The term “slavery” has been coopted by the left and their captive news media to refer solely to persons of African descent who were held in captivity and under conditions of forced labor from the early 1600’s until 1865. The Civil War gave freedom to 3,900,000 such individuals and the 13th and 14th amendments sought to codify the rights of those given freedom and to prevent anyone from ever being so abused in the United States into the future. It must be noted that it took another 100 years to force the Democratic Party to allow for the passage of civil rights laws to insure the rights granted at the close of the Civil War.
Today persons held in captivity or in involuntary servitude are no longer called slaves, the term having been replaced by “Human Trafficking,” a distinction without a difference.
According to the best information available there are some 25-30 million people held around the world in conditions called slavery or human trafficking, your choice. The United States has an estimated 400,000 people meeting this description.
The media’s response to the tragic events in Georgia concerning the vicious murders in three massage parlors was the impetus for this post. Although the perpetrator stated that his motive was to eliminate the temptation that led him to participate in activities that, while contrary to his desire to be a good Christian, fed his self-diagnosed sexual addiction. He blamed the workers at the massage parlors for his sick thought patterns.
Despite hearing what the killer stated as his motivation, the media immediately described the murders as hate crimes against Asians, caused by ex President Donald Trump’s insistence on calling Covid-19 “The China Virus.” The pathology of Trump-phobia aside, this incident has opened an opportunity for a national discussion on the tragic circumstances of human trafficking. Such a discussion is even more timely now that the Southern border has been opened and tens of thousands of people are flooding in, among them a great many who are victims of human trafficking and who will eventually end up in involuntary servitude and sex slavery.

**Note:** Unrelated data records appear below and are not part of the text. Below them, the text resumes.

PR #311, opened 2020-03-20
overlay/05core: Set SYSTEMD_SULOGIN_FORCE=1 for emergency.service

cgwalters:
This makes
https://github.com/coreos/coreos-installer/commit/15a79263d0bd5d72056a6080f6687dc10cba2dda
global.

We want booting with `systemd.unit=emergency.target` to Just Work even with our locked
root account.

### DIFF
--- a/overlay.d/05core/usr/lib/systemd/system/emergency.service.d/coreos-sulogin-force.conf
+++ b/overlay.d/05core/usr/lib/systemd/system/emergency.service.d/coreos-sulogin-force.conf
@@ -1,0 +1,6 @@
+# https://github.com/coreos/coreos-installer/commit/15a79263d0bd5d72056a6080f6687dc10cba2dda
+# https://github.com/systemd/systemd/pull/10397
+# We want `systemd.unit=emergency.target` to Just Work even with our locked
+# root account.
+[Service]
+Environment=SYSTEMD_SULOGIN_FORCE=1
--- a/overlay.d/05core/usr/lib/systemd/system/rescue.service.d/coreos-sulogin-force.conf
+++ b/overlay.d/05core/usr/lib/systemd/system/rescue.service.d/coreos-sulogin-force.conf
@@ -1,0 +1,1 @@
+../emergency.service.d/coreos-sulogin-force.conf


jlebon (approved):

dustymabe:
Thanks @cgwalters - a few questions:

- Does this make `single` work?
- Do you think after we merge this we should see if the rest of Fedora should want this change?

cgwalters:
> Does this make single work?

No, seems `single` is something else.

> Do you think after we merge this we should see if the rest of Fedora should want this change?

Probably; the reason this isn't the default in systemd upstream is I think they want to support setups where the bootloader is locked, and someone with access to the physical console shouldn't be able to just get a root shell if bootup fails.

cgwalters:
> No, seems single is something else.

Looks like it's `rescue.target` so I'll update this to do the same thing there.

cgwalters:
Done, working for `rescue` too.

dustymabe:
thanks - let me give this a spin

dustymabe:
seems to work:

```
You are in rescue mode. After logging in, type "journalctl -xb" to view
system logs, "systemctl reboot" to reboot, "systemctl default" or "exit"
to boot into default mode.
Press Enter for maintenance
(or press Control-D to continue): 
[root@localhost ~]#
```

cc @bgilbert for review

dustymabe (approved):
LGTM

bgilbert (approved):
LGTM!

strigazi:
Hello,

I have a machine that does not have the proposed config in place, so `single` doesn't work. Is there a way around it? i.e. do smth in grub, get access to root to change the passed, login in the console.

cc @dustymabe

jlebon:
> I have a machine that does not have the proposed config in place

Is this on an old FCOS boot image? Or are you using a different variant/distro entirely?

strigazi:
I'm on Fedora CoreOS 31:
```
                   Version: 31.20200113.3.1 (2020-01-14T00:20:15Z)
                    Commit: f480038412cba26ab010d2cd5a09ddec736204a6e9faa8370edaa943cf33c932
              GPGSignature: Valid signature by 7D22D5867F2A4236474BF7B850CB390B3C3359C4
```

jlebon:
Can you update to a newer boot image? You should also be able to drop those same files via your Ignition config.

Otherwise, it's also possible to override `init` as described here: https://github.com/coreos/fedora-coreos-docs/pull/48 (this was then superseded by `single` which this PR fixes).

strigazi:
This is a host that is running since weeks, first we need to get access to it. Then we can update to a newer version. I don't if I can do it now. Can I update ignition on a host that has already booted?

I followed https://github.com/coreos/fedora-coreos-docs/pull/48 but i had to do some changes.
* replace `console=tty0 console=ttyts0,115200n8` `rw init=/bin/bash`
** just adding init=/bin/sh or /bin/bash was not working. I couldn't get the console.
* I didn't notice the selinux part in the first attenpt and I believe I corrupted /etc/shadow and /etc/passwd, so I had to disable selinux to get access. I was getting an avc denied wihtout it.

dustymabe:
So you were able to get access eventually?

Now that you have access can you update the node? `31.20200113.3.1` is really out of date.

strigazi:
I managed to get access. As soon as the node is fixed (HW issue) will try to update.

PR #306, opened 2020-03-17
[next-devel] manifest: point next-devel at f32

jlebon:
This branch is forked from the testing-devel branch to start a
next-devel stream which will currently track f32. This is something we
should've done for a while now.

PR #312, opened 2020-03-20
ci: buildprep from stream matching branch name

jlebon:
E.g. on `next-devel` we want CI to `buildprep` from the `next-devel`
stream.

Required for green CI in:
https://github.com/coreos/fedora-coreos-config/pull/306


jlebon:
Cool, looks like that works!

dustymabe (approved):
LGTM - if you say it works I trust you 😸

PR #313, opened 2020-03-23
overlay/ignition-ostree: Add a Requires: for sysroot in growpart

cgwalters:
A user reported on IRC seeing this service crash; I think that
might happen if the service runs even without the rootfs mounted
which could happen if the firstboot mount failed.

Add a `Requires:` to express the fact this is a hard dependency.


cgwalters:
OK actually I was wrong it wasn't growpart that was failing, it was the main mount.  So this wouldn't have helped.  (But eh, it's also not wrong)

jlebon (approved):
Yup, makes sense to me!
Needs a rebase.

cgwalters:
> Needs a rebase.

:surfing_man:

jlebon (approved):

While the victims number in the hundreds of thousands, prosecutions and convictions are only in the high hundreds to low one thousands. This is an intolerable situation. The reason for so little law enforcement is variously given as cloudy jurisdiction and a mish-mash of conflicting laws, local and federal. I would add the interference of highly placed special interests who greatly profit from the status quo.
Most of us have, at one time or another, read or heard a report of a local crime that took place in a “known crack house,” or “a known brothel.” The question is never asked, if the location was so known, why was it allowed to operate?
That massage parlors offer sexual services or that a great many people are engaged in forced labor in sweat shops comes as no surprise. What should be surprising is why the majority of citizens in this great country do not care?
There are many organizations, easily found by a web search, which are dedicated to addressing the problem of human trafficking but they do not have the benefit of law. Several Federal agencies claim jurisdiction and pontificate about their efforts but those efforts seem to be confined to issuing self-aggrandizing reports. Local law enforcement seems to be equally impotent.
Human trafficking, slavery, whatever the term, the conversation is long overdue and we need to demand effective laws and effective law enforcement. The time is long past for slavery under any name to be eradicated from the planet.